Vier haltes lopen
5 december 2019
door Forough Tamimi en
Een mooi meisje, vier jaar oud of misschien net vijf geworden. Met lange, versierde staartjes. Het is een zonnige middag in Amsterdam West. Zij loopt voor mij en achter haar mama aan.
Ik moet nog vier haltes lopen. Ik wist niet dat vandaag het openbaar vervoer zou gaan staken. Ik loop achter het meisje aan op de stoep. Plotseling dringt het tot me door dat haar moeder, die een paar meter vooruitloopt, aan het schreeuwen is. Ik zie haar moeders gezicht niet helemaal, maar weet dat zij vast erg gespannen is en haar dochter, die achter haar aanloopt en zich misschien alleen voelt, niet ziet.
Haar mama is jong, niet ouder dan vijfentwintig. Zwartgekleed, een strakke legging, blote armen, geblondeerd haar en lange hakken. Ik hoor haar harde toon, zie hoe haar hoofd met mobiele telefoon in haar hand heen en weer beweegt, en hoe zij boze gebaren van beschuldiging, ontkenning en bedreiging maakt. We zijn op dat moment alle drie achter elkaar op de stoep. Er zijn geen winkels in de buurt en niemand anders is op straat. Het is warm. Ik vermoed dat haar hand nat is van zweet en stress. Het kleine meisje loopt, met gebogen hoofd, langzaam voor mij en op een lange afstand van haar mama.
De moeder is woedend. Haar huilerige stem wordt steeds luider en cynischer. Ze spreekt Arabisch en Nederlands door elkaar. Zij heeft een Amsterdams accent en zegt herhaaldelijk dingen zoals: “Wacht maar klootzak, je moet ons alimentatie betalen, we hebben er recht op, de rechter heeft het bepaald, we zullen zien! Het kan mij niks meer schelen, ga naar de hel…”
Tegelijkertijd roept ze Allah aan, en ik vermoed ze roept Allah als getuige van haar eerlijkheid en oprechtheid.
Allah als getuige
Het is niet moeilijk om te veronderstellen dat zij met haar ex een ruzie heeft en dat er een echtscheiding gaande is. Zij woont nu misschien alleen met haar kleine dochter of bij haar ouders. Haar woede heeft haar veroverd. Allah moet hem straffen want hij deugt niet. Haar ex wil misschien niet meer voor hun dochter betalen en heeft haar leven zuur gemaakt.
De kleine is moe en verdrietig. Maar ze heeft geen andere keuze. Een paar keer roept ze klagend haar moeder. Haar moeder, die niet een keer omkijkt, is met haar papa aan het vechten en hun dochter op straat opeens helemaal vergeten.
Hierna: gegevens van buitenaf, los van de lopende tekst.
PR #4164, opened 2022-10-04
Add kubeconfig troubleshooting in 2.6

oafischer:
https://github.com/stolostron/backlog/issues/25922


troubleshooting/main.adoc
```diff
@@ -8,6 +8,7 @@ include::trouble_install_status.adoc[leveloffset=+2]
 include::trouble_reinstall.adoc[leveloffset=+2]
 include::trouble_cluster_offline.adoc[leveloffset=+2]
 include::trouble_cluster_import_fails.adoc[leveloffset=+2]
```
cadawson, line 10: This might need to go into the mce docs, rather than/in addition to RHACM. @skeeey is out until this weekend, so he can let us know where it makes sense. 

We try to avoid including the product name in the title, as it is pretty long. If there is a reason for not using something like "Reimporting cluster fails with unknown authority error," then it is ok. If not, try to avoid the product title. If this belongs in MCE, then we need to make sure that those are updated. Thanks!

troubleshooting/trouble_cluster_reimport_fails.adoc
```diff
@@ -0,0 +1,81 @@
...
++
+----
+oc get ns
+----
+
+If you receive an error that resembles the following message, your cluster API server ceritificates have been changed and your `kubeconfig` file is invalid.
+
+`Unable to connect to the server: x509: certificate signed by unknown authority`
+
+[#resolving-the-problem-openstack-fails]
```
cadawson: This might be a copy-not-changed ID. If it is, it will probably result in an error when you build. I'm guessing you intended something like: #resolving-the-problem-cluster-reimport-kubeconfig?

troubleshooting/trouble_cluster_reimport_fails.adoc
```diff
@@ -0,0 +1,81 @@
...
+== Resolving the problem: Reimporting cluster fails with unknown authority error
+
+The managed cluster admin must create a new valid `kubeconfig` file for your managed cluster.
```
cadawson, line 61: Administrator? If you are referring to a role, it's good.

cadawson (changes requested):

troubleshooting/trouble_cluster_reimport_fails.adoc
oafischer: Indeed! I actually already changed it after noticing, it may have been showing you an old version for some reason.

troubleshooting/trouble_cluster_reimport_fails.adoc
oafischer: @skeeey Can you clarify?

troubleshooting/trouble_cluster_reimport_fails.adoc
cadawson: It looks like there might still be one that did not get updated. It is still showing up when I view the changed file, and is being flagged by the linter. Please take a look. Thanks!

oafischer: Hopefully that did the trick!

troubleshooting/trouble_cluster_reimport_fails.adoc
skeeey: yeah, here should be Administrator, not referring to a role

troubleshooting/main.adoc
skeeey: yeah, this should be in the mce, because this is about cluster importing

skeeey: @cadawson @oafischer 

And I think it's better to add this to acm 2.5 and 2.4, because this problem may also occur in these versions

oafischer: Thanks for clarifying @skeeey, I'll switch 2.6 over to MCE and add it to 2.5 and 2.4 as well.

oafischer:
I'll close this and start over, seems easier.

PR #4166, opened 2022-10-05
Add port 8081 in 2.6

oafischer:
https://github.com/stolostron/backlog/issues/26128

### DIFF
--- a/add-ons/submariner/submariner.adoc
+++ b/add-ons/submariner/submariner.adoc
@@ -10,6 +10,7 @@ See the link:https://access.redhat.com/articles/6968787[{product-title-short} Su
 * <<submariner-prereq,Prerequisites>>
 * <<submariner-subctl,subctl command utility>>
 * <<submariner-globalnet,Globalnet>>
+
 * xref:../submariner/submariner_deploy_over.adoc#submariner-deploy-over[Deploying Submariner]
 ** xref:../submariner/submariner_deploy_console.adoc#submariner-deploy-console[Deploying Submariner with the console]
 ** xref:../submariner/submariner_deploy_manual.adoc#deploying-submariner-manually[Deploying Submariner manually]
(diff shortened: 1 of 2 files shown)


add-ons/submariner/submariner.adoc
```diff
@@ -54,6 +54,10 @@ Ensure that you have the following prerequisites before using Submariner:
 | Submariner metrics port
 | 8080/TCP
 | No
+
+| Globalnet port
```
vthapar:
```suggestion
| Globalnet Metrics port
```

add-ons/submariner/submariner.adoc
```diff
@@ -54,6 +54,10 @@ Ensure that you have the following prerequisites before using Submariner:
...
+| 8081/TCP
+| No
```
vthapar, line 67: Can we add an asterix or something? Need to indicate that this is only applicable if Globalnet is enabled.

vthapar (changes requested):

add-ons/submariner/submariner.adoc
oafischer: I think with some restructuring and an additional column we can make it work, let me make some changes real quick.

swopebe: Please remove what is causing bold in the source (likely an asterisk or code snippet?) 
The source should match the production, that is why we use asterisks and such sparingly, it can change the source somewhere before the table.

add-ons/submariner/submariner.adoc
```diff
@@ -39,21 +39,29 @@ Ensure that you have the following prerequisites before using Submariner:
 - Start with an alphanumeric character
 - End with an alphanumeric character
 
-.Submariner required ports
+.Submariner ports
```
swopebe: I am not sure that this is the way we introduce a table, and that code would be causing the bold source. I see many things wrong with how this topic is built but will send an issue to @cadawson and raise the issues in Slack.

swopebe: If you can fix the code on this snippet, I will approve.

swopebe (approved):

oafischer:
Merging since the one dev comment that was left has been addressed.

swopebe:
Reminder for myself to open an issue to 1. look at table titles and intros and 2. rebuild if source is still showing bold and find out why.

PR #4213, opened 2022-10-18
Update VXLAN best practice in 2.7

oafischer:
https://github.com/stolostron/backlog/issues/26430

Also let me know if this needs to be backported (this best practice exists in 2.4, 2.5, and 2.6). Thanks!

### DIFF
--- a/add-ons/submariner/submariner_customizations.adoc
+++ b/add-ons/submariner/submariner_customizations.adoc
@@ -154,4 +154,4 @@ spec:
    
 ----
 
-*Best practice:* Only use unencrypted VXLAN connections in on-premises enviroments.
+*Best practice:* Do not use the unencrypted VXLAN cable driver on public networks. Only use VXLAN to avoid unnecessary double encryption on private networks. For example, some on-premise environments handle the tunnel's encryption with a dedicated hardware device.
--- a/add-ons/submariner/submariner_customizations.adoc
+++ b/add-ons/submariner/submariner_customizations.adoc
@@ -154,4 +154,4 @@ spec:
    
 ----
 
-*Best practice:* Do not use the unencrypted VXLAN cable driver on public networks. Only use VXLAN to avoid unnecessary double encryption on private networks. For example, some on-premise environments handle the tunnel's encryption with a dedicated hardware device.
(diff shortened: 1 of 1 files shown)


add-ons/submariner/submariner_customizations.adoc
```diff
@@ -154,4 +154,4 @@ spec:
    
 ----
 
-*Best practice:* Only use unencrypted VXLAN connections in on-premises enviroments.
+*Best practice:* Do not use the unencrypted VXLAN cable driver on public networks. Only use VXLAN to avoid unnecessary double encryption on private networks. For example, some on-premise environments might handle the tunnel's encryption with a dedicated hardware device.
```
dfarrell07: This is okay, but I wonder if we can be a bit stricter.

For example, a user might read "the unencrypted VXLAN cable driver" and think "is there an encrypted VXLAN?" or "if I use this other config is VXLAN encrypted?". We know that's not true, but that's basically what users have said before. My suggestion ("The VXLAN cable drive is unencrypted") doesn't leave any ambiguity.

oafischer: Good call, especially if you've heard that from users before. I'll go ahead and change it.

cadawson (approved):
Looks good. Thanks!

add-ons/submariner/submariner_customizations.adoc
dfarrell07: One other way we should be strict to mitigate possible user misinterpretation:

It's normal for application-level encryption (L7) to be nested in IP-level encryption (L3). That doesn't count as double encryption. So we could say "with a dedicated line-level hardware device" and/or add a sentence like "Note that it's normal and desirable for application-level L7 encryption to run nested in encrypted L3 tunnels".

dfarrell07: (sorry to come back with yet another iteration! you're just so fast lol)

oafischer: No worries! We love getting feedback and input, it helps us build better docs which in turn is better for the user. Always happy to hear suggestions at any stage. We don't want too many notes though, so I'll go with your more specific line-level hardware suggestion. Thanks!

dfarrell07 (approved):
Looks great!

PR #4220, opened 2022-10-20
Updates for TOC in Backup and restore

dockerymick:
https://github.com/stolostron/backlog/issues/25895

After reviewing the stage environment, I noticed the table of contents (TOC) needed to be updated. 
Screen Shot 2022-10-20 at 12 00 49 PM
Screen Shot 2022-10-20 at 12 00 58 PM

Moving the topic "Managing backup and restore operator". The TOC is expected to be displayed in the following order:

1. Backup and restore
2. Managing backup and restore operator (@birsanv should this be renamed to backup and restore component? I remember we changed some references in the last live review)

### DIFF
--- a/backup_restore/main.adoc
+++ b/backup_restore/main.adoc
@@ -3,4 +3,4 @@ include::modules/common-attributes.adoc[]
 = Backup and restore
 
 include::backup_intro.adoc[leveloffset=+1]
-include::manage_backup_restore.adoc[leveloffset=+2]
+include::manage_backup_restore.adoc[leveloffset=+1]


birsanv (approved):
lgtm

birsanv:
@dockerymick we can change the `operator` to `component` but it should be done in a few other places

dockerymick:
@birsanv Thanks for your suggestion! As you explained in Slack, the project name is `cluster-backup-operator`, so it is fine to use 'operator'. Let's keep the name as is since the terms can be used interchangeably

dockerymick:
After discussion in the doc architecture call. We agreed not to move forward with this change. Thanks for your review @birsanv 

Closing this PR

PR #820, opened 2020-09-11
Move border color to index

danrabbit:
More consistent border color, especially in dark theme:

## BEFORE
Screenshot from 2020-09-11 11 33 51@2x
Screenshot from 2020-09-11 11 34 10@2x

## AFTER
Screenshot from 2020-09-11 11 33 25@2x
Screenshot from 2020-09-11 11 32 26@2x


cassidyjames (approved):
I have some concerns about the reduction of contrast, but I like the consistency, and we can see how this feels and if we want to tweak later.

PR #824, opened 2020-09-12
Dialog gets resized on focus/unfocus

### LINKED ISSUE #804: Dialog gets resized on focus/unfocus
## Prerequisites
- [x] I have searched open and closed issues for duplicates.

## Describe the bug
Gtk.Dialogs are resized when they get or lose focus. I assume this is caused by the following code:
https://github.com/elementary/stylesheet/blob/be9ecefc174e9286ffeeab4e1b850cc7e758a1e7/src/widgets/_windows.scss#L235-L253

When overriding the styles with `dialog decoration { box-shadow:none; }` the issue goes away (together with any shadows the dialog had, obviously). Also for normal windows the size of the box shadow is hardcoded for probably the same reason.

## Expected behavior
The dialog should not change in size when gaining / losing focus.

## Platform Information
 - OS: elementaryOS 6

sebastianlay:
Fixes #804 and improves the readme a little bit.

And for your viewing pleasure:

comparison

### DIFF
--- a/README.md
+++ b/README.md
@@ -14,6 +14,11 @@ Run `meson` to configure the build environment. To install, use `ninja install`.
     cd build
     ninja install
 
+Run `ninja clean` before building the stylesheets a second time. Otherwise the already built stylesheets will not be overriden.
+
+    ninja clean
+    ninja install
+
 ## Hacking
 
 Apps may need to be restarted or the system stylesheet will need to be changed for your changes to take effect.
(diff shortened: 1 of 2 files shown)


danrabbit (dismissed):
Can you add a comment about the reason for the transparent box shadow? I know why you need it, but 5 years from now we might forget :)

sebastianlay:
Sure, I copied the comment from above.

cassidyjames (approved):
Thanks for adding the comment! I can confirm this fixes the dialog resizing issue for me.

PR #833, opened 2020-09-15
Badges

danrabbit:
Add a badge style that will work with applications menu and AppCenter

Also support sidebar badges as in Mail


cassidyjames (approved):
:shipit:

PR #839, opened 2020-09-28
Windows: Handle dialog action area margin

### LINKED ISSUE #281: Set dialog action area margin
`get_action_area` is deprecated in Gtk.Dialog and what we're currently using that for is to set margins. Since we can do that in CSS now, we probably should anyways and then we can fix this deprecation warning in all of our dialogs.

The painful thing is that this affects literally every dialog. Luckily we've ported a lot of dialogs to Granite.MessageDialog which should save some pain, but there are still many many other dialogs :(

There are a couple of style classes here: `dialog-action-box` and `dialog-action-area`

<bountysource-plugin>

---
Want to back this issue? **[Post a bounty on it!](https://www.bountysource.com/issues/55721238-set-dialog-action-area-margin?utm_campaign=plugin&utm_content=tracker%2F45189256&utm_medium=issues&utm_source=github)** We accept bounties via [Bountysource](https://www.bountysource.com/?utm_campaign=plugin&utm_content=tracker%2F45189256&utm_medium=issues&utm_source=github).
</bountysource-plugin>

danrabbit:
Fixes #281 

This is gonna break a bunch of stuff, but might as well get it over with.

Goes with https://github.com/elementary/granite/pull/374

### DIFF
--- a/src/widgets/_windows.scss
+++ b/src/widgets/_windows.scss
@@ -272,4 +272,18 @@ messagedialog {
             color: transparent;
         }
     }
+
+    .dialog-vbox {
+        // Remove the 2px border_width from Gtk.Dialog. Intentionally not in ems
+        margin: -2px;
+    }
+
+    // These should should in 12px borders around buttons
+    .dialog-action-area {
+        // Compensate for off-by-one
+        margin: rem(7px);
+        margin-bottom: rem(8px);
+        // Double space between content and actions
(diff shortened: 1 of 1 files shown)


cassidyjames (approved):
Can confirm this breaks dialog spacing in a bunch of places. :stuck_out_tongue: But it looks good with the linked Granite branch.

PR #840, opened 2020-09-28
Remove separators from StackSidebar

danrabbit:
As seen in GraniteDemo. I don't want seps in my stacksidebar


cassidyjames:
This doesn't seem to get rid of them for me…

cassidyjames (changes requested):
It looks like `separator.horizontal` from `_separators.scss` is higher specificity than `stacksidebar separator` here. So we probably need to add `.horizontal` here, and then I wonder if this should live in `_separators.scss` alongside the other separator styles, since it's overriding them?

cassidyjames (approved):

PR #842, opened 2020-10-03
Avatars: Don't draw background, neutral border with images

danrabbit:
Screenshot from 2020-10-02 17 10 45@2x

### DIFF
--- a/src/widgets/_avatars.scss
+++ b/src/widgets/_avatars.scss
@@ -14,22 +14,17 @@ avatar {
     border-color: #{'alpha(@accent_color_500, 0.5)'};
     color: #{'@accent_color_900'};
 
-    &.color1 {
-        background-color: $STRAWBERRY_300;
-        border-color: rgba($STRAWBERRY_500, 0.5);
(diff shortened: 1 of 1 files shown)


Exalm:
Unrelated, but you only have 8 colors? `HdyAvatar` has 14, you need to specify all of them unless you want the remaining style classes to be unstyled. If you only want to use 8 colors, add some duplicates, like color9 == color1 etc.

Exalm:
Screenshot from 2020-10-03 17-57-32

Here are names to reproduce all 14.

fabiozaramella:
I can confirm that Hdy.Avatar widgets now looks as it should with this PR. However, 2 colors are missing/duplicate when tested using the above-mentioned names (see GIF attachment). Except this, everything is perfect. 👍🏼️

Peek 08-10-2020 10-41

fabiozaramella (approved):

fabiozaramella:
I thinks that the new light blue and yellow/orange work really well 😍️. Good job!

Issue #827, opened 2020-09-15
Transparent/broken labels in AppCenter headings


cassidyjames:
So this was part of #636 I think, but I'm seeing it again since I think we reverted the specific label styling. Headings in AppCenter app listings appear transparent until the window changes focus.

cassidyjames:
![Screenshot from 2020-09-15 12-45-59](https://user-images.githubusercontent.com/611168/93251442-6b21a480-f751-11ea-82af-e524c3037c7a.png)

danrabbit:
Unsure if related but there are also issues with the labels in epiphany's auto complete drop down

danrabbit:
I can't reproduce this anymore. I think we fixed it

PR #844, opened 2020-10-05
Windows: Style .background

danrabbit:
Fixes some busted styles: GtkAssistant, background in Tasks, probably more


cassidyjames:
Ooh, this looks like it fixes the transparent text in Epiphany mentioned in #827… but not in AppCenter.

cassidyjames (approved):

PR #847, opened 2020-10-06
Support flat entry styles

danrabbit:
For Tasks. Probably not the most optimal flat entry style ever, but gets the ball rolling


cassidyjames (approved):
Does the thing

Issue #734, opened 2020-06-06
greenfield: Should export the same public colors as Adwaita


Exalm:
The full list of those colors, minus the WM ones and content_view_bg:

- [x] theme_fg_color
- [x] theme_text_color
- [x] theme_bg_color
- [x] theme_base_color
- [x] theme_selected_bg_color
- [x] theme_selected_fg_color
- [x] insensitive_bg_color
- [x] insensitive_fg_color
- [x] insensitive_base_color
- [x] borders
- [x] theme_unfocused_fg_color
- [x] theme_unfocused_text_color
- [x] theme_unfocused_bg_color
- [x] theme_unfocused_base_color
- [ ] theme_unfocused_selected_bg_color
- [ ] theme_unfocused_selected_fg_color
- [x] unfocused_insensitive_color
- [x] unfocused_borders
- [x] warning_color
- [x] error_color
- [x] success_color

While there isn't any API, these colors are used as a sorta-kinda-API, and lack of them causes serious breakage in many places. For example WebKit's back gesture uses `@theme_base_color` for the fallback color when there's no screenshot. It does fall back to white, but the main reason it uses that color is for dark mode support :)

PR #848, opened 2020-10-07
Introduce and use insensitive-fg-color

### LINKED ISSUE #689: Insensitive image buttons in headerbars are not distinct enough
i.e. back/forward buttons in Epiphany, or the BrowserButton in Ephemeral. For image buttons, I think it makes sense to drop the opacity (which is what I do in my custom styles for Ephemeral) to distinguish it.

danrabbit:
Fixes #689 

One more for #734


cassidyjames (approved):
Dope

PR #851, opened 2020-10-07
Buttons: Support button.color

### LINKED ISSUE #806: Style color buttons
Screenshot from 2020-09-08 18 28 58@2x

danrabbit:
Fixes #806

### DIFF
--- a/src/widgets/_buttons.scss
+++ b/src/widgets/_buttons.scss
@@ -106,10 +106,18 @@ button {
         color: #{'@placeholder_text_color'};
     }
 
+    &.color,
     &.combo,
     &.image-button,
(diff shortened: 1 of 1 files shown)


cassidyjames:
Is this button supposed to match the size of the combobox? Or what's being fixed? 

I feel like something weird is still happening here. I don't see a difference at first, but if I mess with font size, the button changes size—but not in a totally predictable way. Maybe GTK itself is doing something weird size-wise?

danrabbit:
It just makes the padding the same on all sides and makes the little color area rounded

cassidyjames (approved):
Ah, I see it now. Dope.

Ik durf niks te zeggen natuurlijk, maar ik voel me nu een beetje bezorgd. Ik kan me best voorstellen in wat voor soort situatie de moeder zich nu bevindt. Daarom is zij voor een paar minuten haar kleine vergeten. Zij hoort haar kleine stappen en weet dat ze achter haar mama loopt. Het meisje kijkt me een paar keer aan. Met een knipoog zeg ik: “Je hebt een mooie tas, heel mooi toch?” Ik heb nog drie haltes te gaan en ik wil het meisje niet alleen laten, zeg ik tegen mezelf. Zij mag zich niet helemaal alleen voelen.
Een oude man passeert ons, kijkt met een aardige blik naar het meisje en zegt lachend tegen mij: “Gelukkig begrijp ik niks van haar mama’s praatje, wauw, een echte boze tijgerin!”
Ik ben vaak getuige geweest van scheve relaties, waarin de ene meer macht heeft om de ander te intimideren. Ondanks dat we niks met elkaar te maken hebben en ik niets over haar weet en geen recht heb om hen te beoordelen kan ik als vrouw me best voorstellen waarom zij nu op straat als een vulkaan uitbarst. Zij is mondig en weet tenminste hoe ze voor haar rechten moet opkomen.
Leila en Ebrahim
Ik herinner me opeens een ander verhaal. Het verhaal van Leila. Haar ouders komen uit Marokko. Zij is 27 jaar oud en heeft een relatie met Ebrahim die ook in Nederland geboren en getogen is. Zijn ouders komen uit Turkije. Ebrahim heeft een relatief vrije opvoeding gehad, hij houdt van moderne vrouwen en heeft een hekel aan de ouderwetse regels en sociale controle binnen de islamitische gezinnen in zijn omgeving.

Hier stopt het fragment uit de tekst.